[RECORDS FOR THIS EXERCISE]
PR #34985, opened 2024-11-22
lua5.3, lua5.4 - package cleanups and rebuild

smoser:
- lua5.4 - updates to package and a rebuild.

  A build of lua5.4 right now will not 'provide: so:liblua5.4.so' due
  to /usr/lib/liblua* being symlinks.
[/RECORDS FOR THIS EXERCISE]
## TASK REQUIREMENTS:
For this exercise, copy each line from the listing above that has the word "rebuild".

## EXPECTED OUTPUT:
lua5.3, lua5.4 - package cleanups and rebuild
- lua5.4 - updates to package and a rebuild.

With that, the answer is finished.